The relevant research of deep-sea mining system is the active area of research of deep-sea resources development, among which the path following performance of deep-sea mining vehicles (DSMV) is directly related to the mining efficiency and operation safety of the whole mining system. In this paper, a deep reinforcement learning (DRL)-based controller for DSMV is trained and verified. An actor-critic-based reinforcement learning algorithm for continuous action space problems is adapted. A Markov decision process (MDP) model including the state, action, and reward is designed. The proposed method's path-following and self-learning capabilities are validated through DSMV path following simulation test.
The ocean, which accounts for 71% of the earth's surface area, is the largest untapped mineral resource on the earth. In generally, there are three main types of deposits of deep-sea mineral resources on the sea floor (reviewed by Leng et al., 2021): polymetallic nodules (also termed as manganese nodules, resting up to 4000–6000 m water depth), massive Sulfides (SMS, located near hot water vents on volcanic rocks) and cobalt-rich crusts (found on the slopes and summits of undersea mountains).
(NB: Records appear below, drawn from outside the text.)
PR #3234, opened 2021-11-20
apply.balances part2: cow to acct update changes

algorandskiy:
## Summary

Part 2 of `apply.balances` and `cow` changes. This PR introduces partial deltas (`NewAccountDelta`) and some glue to make it work with existing old schema. Most of this glue code must be removed when a new schema is enabled.

## Test Plan

- [x] Existing tests
- [x] Add `Total*` fields validation test

### DIFF
--- a/ledger/accountdb_test.go
+++ b/ledger/accountdb_test.go
@@ -618,6 +618,7 @@ func BenchmarkWritingRandomBalancesDisk(b *testing.B) {
 
 		// read all the accounts to obtain the addrs.
 		rows, err := tx.Query("SELECT rowid, address FROM accountbase")
+		require.NoError(b, err)
 		defer rows.Close()
 		for rows.Next() {
 			var addrbuf []byte
@@ -660,7 +661,7 @@ func BenchmarkWritingRandomBalancesDisk(b *testing.B) {
 			}
 
 		}
-		b.ReportMetric(float64(int(time.Now().Sub(startTime))/b.N), "ns/acct_update")
+		b.ReportMetric(float64(int(time.Since(startTime))/b.N), "ns/acct_update")
 	})
 
 	b.Run("ByRowID", func(b *testing.B) {
@@ -686,7 +687,7 @@ func BenchmarkWritingRandomBalancesDisk(b *testing.B) {
 				}
 			}
 		}
-		b.ReportMetric(float64(int(time.Now().Sub(startTime))/b.N), "ns/acct_update")
+		b.ReportMetric(float64(int(time.Since(startTime))/b.N), "ns/acct_update")
 
 	})
 
@@ -859,7 +860,7 @@ func benchmarkWriteCatchpointStagingBalancesSub(b *testing.B, ascendingOrder boo
 			}
 			balances.Balances[i] = randomAccount
 		}
-		balanceLoopDuration := time.Now().Sub(balancesLoopStart)
+		balanceLoopDuration := time.Since(balancesLoopStart)
 		last64KAccountCreationTime += balanceLoopDuration
 		accountsGenerationDuration += balanceLoopDuration
 
@@ -875,13 +876,13 @@ func benchmarkWriteCatchpointStagingBalancesSub(b *testing.B, ascendingOrder boo
 		accountsLoaded += chunkSize
 	}
 	if !last64KStart.IsZero() {
-		last64KDuration := time.Now().Sub(last64KStart) - last64KAccountCreationTime
+		last64KDuration := time.Since(last64KStart) - last64KAccountCreationTime
 		fmt.Printf("%-82s%-7d (last 64k) %-6d ns/account       %d accounts/sec\n", b.Name(), last64KSize, (last64KDuration / time.Duration(last64KSize)).Nanoseconds(), int(float64(last64KSize)/float64(last64KDuration.Seconds())))
 	}
 	stats, err := l.trackerDBs.Wdb.Vacuum(context.Background())
 	require.NoError(b, err)
 	fmt.Printf("%-82sdb fragmentation   %.1f%%\n", b.Name(), float32(stats.PagesBefore-stats.PagesAfter)*100/float32(stats.PagesBefore))
-	b.ReportMetric(float64(b.N)/float64((time.Now().Sub(accountsWritingStarted)-accountsGenerationDuration).Seconds()), "accounts/sec")
+	b.ReportMetric(float64(b.N)/float64((time.Since(accountsWritingStarted)-accountsGenerationDuration).Seconds()), "accounts/sec")
 }
 
 func BenchmarkWriteCatchpointStagingBalances(b *testing.B) {
--- a/ledger/accountdb_test.go
+++ b/ledger/accountdb_test.go
@@ -24,7 +24,6 @@ import (
 	"fmt"
 	"math/rand"
 	"os"
-	"reflect"
 	"sort"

Once this rich mineral resource can be exploited effectively and economically, it will alleviate the shortage of mineral resources.
As the key equipment of deep-sea ore mining in the future, deep-sea mining vehicle (DSMV) is the carrier of mining equipment. DSMV carries mining devices to collect deep-sea ore as much as possible through the ore area, and its ability to follow the predetermined mining path directly influences the effective of the ore collecting device in the mining process, which leads to the change of mining efficiency of the whole system. To improve mining efficiency and ensure operation safety, researchers have been working to find more efficient, accurate and robust path following controller.
Rankin et al. (1996) proposed the follow-the-carrot method to solve the problem of path following for ground walking robot. Yeu et al. (2012) and Yoon et al. (2014) combined the following algorithm with the positioning of DSMV, proposed the traditional path following algorithm and designed a PI controller to realize speed control. On this foundation, to make DSMV show more stable speed and steering ratio control performance in the process of path following control, subsequent researchers have made some optimization design and improvement. In 2015, Yeu et al. improved the PI controller and proposed the Approximately Millisecond Constrained Integral Gain Optimization (AMIGO) rule with validation of this model. Dai et al. (2019) further established the dynamic models for the DSMV, adopted fuzzy control algorithm and fuzzy adaptive PID control algorithm to control track speed and speed ratio separately. This work solves some shortcomings of the PI controller.